Nov 18, 2013
Sponsored Guest Commentary
Semantic Analysis of Unstructured Information in the Age of Big Data
Big data is a huge “hype” subject. In fact, the term is rather misleading because it seems to relate to data quantity only, while ignoring the heterogeneous nature of data. Accordingly, the general definition of “big data”, as suggested by Gartner, also considers the complexity and variability of data, and the relevance of highly heterogeneous and unstructured information and how it can be analyzed in various forms.
In particular, beyond the growing network of machines and equipment, social interactions are a further source of big data: With the exchange of messages in a wide variety of formats, on various platforms, and through multiple channels, large amounts of data are generated that demand analysis and interpretation. Emails and documents remain important drivers for data growth, compounded by video content and social media.

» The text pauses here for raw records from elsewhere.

PR #624, opened 2023-08-18
Fix to use a new Cloudflare post validate API

iliajie:
Related: https://github.com/virtualmin/virtualmin-pro/pull/38/files

Ref.: virtualmin/virtualmin-pro@793e5dc#commitcomment-124607039

### DIFF
--- a/feature-dns.pl
+++ b/feature-dns.pl
@@ -121,6 +121,10 @@ elsif ($d->{'dns_cloud'} && !$dnsparent) {
 		}
 	my $cfunc = "dnscloud_".$ctype."_create_domain";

This data is, by nature, highly unstructured and based largely on natural language – either directly or, as in the case of audio and video content, after transcription or similar pre-processing steps. Direct analysis using traditional methods, such as data mining or business intelligence, is not possible for data of this nature. Instead, content-based indexing and processing is required.
Semantics and language processing methods are used in order to extract relevant information from unstructured data streams and texts, identify structures, and create links between the data itself and with other data sources. To a certain extent, the primary goal is to make “Business Intelligence on text” a reality – and that demands innovative technologies.
The following examples illustrate this:
- Entries posted in blogs and forums are indexed, problem descriptions and symptoms are analyzed, and product and component descriptions are extracted, in order to obtain more detailed information from customer interactions.
- When analyzing social media data, texts written by users must to be analyzed and structured, thereby taking specific jargon or slang into consideration to assess the overall mood (“sentiment analysis”).
- In e-mails and documents, semantic relations and connections are identified, as well as links to other information, such as CRM or product catalogs, are established.
- Large video archives are evaluated by applying transcription and semantic methods, entities are extracted, and issues are analyzed.
All of these scenarios can be found in the “big data” world and depend on the use of semantic and linguistic technologies, like those provided by Empolis.
In spite of all the technology, at the end of the day, we should let the machines do what they do best, and allow humans to do what they do best. For example, if you consider huge commercial criminal cases in which 200 to 300 attorneys plow through stacks of documents to extract the most important pieces of information and relevant facts are marked, in order to provide lead counsel with condensed information needed for a strategy. The attorneys working their way through the information carry out menial tasks of “pre-selecting” information. In situations like these, it makes more sense for machines and the semantic and linguistic technologies to do the work. Not only would time and money be saved on manpower, but results would be achieved much faster. Let the machines do the tedious work and humans do the thinking.